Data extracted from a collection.
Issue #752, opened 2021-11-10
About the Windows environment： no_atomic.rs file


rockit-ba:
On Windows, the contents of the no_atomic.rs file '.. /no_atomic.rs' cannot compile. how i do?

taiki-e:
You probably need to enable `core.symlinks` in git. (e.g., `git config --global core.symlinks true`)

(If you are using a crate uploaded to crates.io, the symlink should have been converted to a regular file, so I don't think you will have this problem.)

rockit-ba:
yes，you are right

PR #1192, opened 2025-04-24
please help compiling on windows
...
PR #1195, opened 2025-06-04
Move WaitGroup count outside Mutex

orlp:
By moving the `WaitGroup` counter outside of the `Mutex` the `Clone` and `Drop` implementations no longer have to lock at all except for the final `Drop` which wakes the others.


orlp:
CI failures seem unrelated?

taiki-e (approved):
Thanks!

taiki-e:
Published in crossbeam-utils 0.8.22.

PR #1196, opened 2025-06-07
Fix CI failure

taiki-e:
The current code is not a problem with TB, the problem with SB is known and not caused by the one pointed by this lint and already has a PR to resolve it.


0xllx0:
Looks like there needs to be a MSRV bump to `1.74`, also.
* * *
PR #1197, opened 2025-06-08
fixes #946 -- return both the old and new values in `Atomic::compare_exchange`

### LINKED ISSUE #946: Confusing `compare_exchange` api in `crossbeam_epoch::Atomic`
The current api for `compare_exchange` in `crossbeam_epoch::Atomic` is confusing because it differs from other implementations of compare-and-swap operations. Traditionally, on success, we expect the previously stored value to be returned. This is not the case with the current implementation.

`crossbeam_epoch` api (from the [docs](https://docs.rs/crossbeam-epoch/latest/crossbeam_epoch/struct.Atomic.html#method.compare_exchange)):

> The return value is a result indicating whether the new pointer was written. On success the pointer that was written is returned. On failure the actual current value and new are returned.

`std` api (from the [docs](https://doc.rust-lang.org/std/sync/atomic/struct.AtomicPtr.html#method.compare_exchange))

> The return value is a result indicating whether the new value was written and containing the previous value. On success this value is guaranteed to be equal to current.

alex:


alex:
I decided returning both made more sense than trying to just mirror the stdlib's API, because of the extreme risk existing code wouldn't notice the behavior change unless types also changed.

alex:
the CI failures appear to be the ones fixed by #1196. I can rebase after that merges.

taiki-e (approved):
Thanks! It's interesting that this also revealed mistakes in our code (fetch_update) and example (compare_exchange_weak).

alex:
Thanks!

WORK ITEM. Whenever a line in the records contains the word "file", copy that line.

RESULT FOR THIS EXERCISE.
About the Windows environment： no_atomic.rs file
On Windows, the contents of the no_atomic.rs file '.. /no_atomic.rs' cannot compile. how i do?
(If you are using a crate uploaded to crates.io, the symlink should have been converted to a regular file, so I don't think you will have this problem.)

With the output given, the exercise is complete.